The aim is first of all to arouse interest in the long-term consequences of the treatment and to make people understand how their own behaviour affects others, and then to try to increase interest in the well-being of others.

Other useful elements include having the patient tell his or her life story, as this can greatly help the patient to observe events that have happened to him or her in a different way and to reflect on his or her life. The work on the capacity for empathy, although complicated for this type of patient, can be increased through exercises such as role reversal .

Psychoeducation of the subject’s immediate environment is also helpful, in order to help establish limits on behaviour and to have a greater capacity to cope with the situation.

Pharmacological treatments?

At the pharmacological level there is no specific treatment for antisocial personality disorder . This is due, among other things, to the fact that the behavioural patterns associated with this condition are so entrenched in the person’s daily life that an approach based on the reductionism of acting on certain brain circuits only encompasses the full extent of this phenomenon. After all, part of the disorder is also in the way the person establishes relationships with others, and these relationships reinforce this type of maladaptive behaviour because of their expectations.

However, it may help to give substances that keep the mood stable, such as some antidepressants (SSRIs are often used). Of course, this doesn’t solve the whole problem, but it can be a supplement.

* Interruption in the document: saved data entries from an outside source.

Issue #1863, opened 2025-12-22
[BUG] Chademo is not working properly and directly closing all contactors without chademo and/or inverter connected


HansNetcom:
**Describe the bug**
The CHAdeMO configuration is instantly closing all contactors without being connected to a car or inverter

load the latest build

**Expected behavior**
Wait for CHAdeMO plug connected, hide undervoltage message if no car connected and closed contactors only after all checks are ok.

ekholm:
Traced this in the source — the mechanism is a floating input pin, and the "instant closing" is explainable:

**The plug-detect is a raw read of an unbiased input.** `setup()` configures the CHAdeMO sense pins as plain `INPUT` (no pull-up/-down), and the IDLE state exits on `plug_inserted = digitalRead(pin7)` alone. With nothing plugged in, pin 7 (proximity, GPIO47 on the T-2CAN) **floats** — and a floating ESP32 input near switching supplies and CAN transceivers happily reads HIGH.

**What happens next matches your report:** IDLE → CONNECTED on the floating read, and CONNECTED immediately drives pin 2 HIGH — the d2 EVSE relay physically closes, with the lock actuation following in later states. So relays audibly/visibly close "instantly" with no car present. (Full traction-contactor closure additionally requires vehicle CAN — the `EVSE_START` transition needs `x102` session content — so the instant clicking should be the EVSE-side relays/lock; still clearly wrong unplugged.)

However, it should be borne in mind that this type of disorder is often associated with the consumption of psychoactive substances, and it is not uncommon for addictions to appear.

Bibliographic references:

  • American Psychiatric Association. (2013). Diagnostic and statistical manual of mental disorders. Fifth edition. DSM-V. Masson, Barcelona.
  • Davidson, K.M. & Tyrer, P. (1996). Cognitive therapy for antisocial and borderline personality disorders. Single case study series. British Journal of Clinical Psychology, 35 (3), 413-429.
  • Quiroga, E. & Errasti, J. (2001). Effective psychological treatments for personality disorders. Psicothema, Vol. 13, no. 3, pp. 393-406. University of Almería and University of Oviedo.
  • Santos, J.L. ; García, L.I. ; Calderón, M.A. ; Sanz, L.J.; de los Ríos, P.; Izquierdo, S.; Román, P.; Hernangómez, L.; Navas, E.; Ladrón, A and Álvarez-Cienfuegos, L. (2012). Clinical Psychology. Manual CEDE de Preparación PIR, 02. CEDE. Madrid.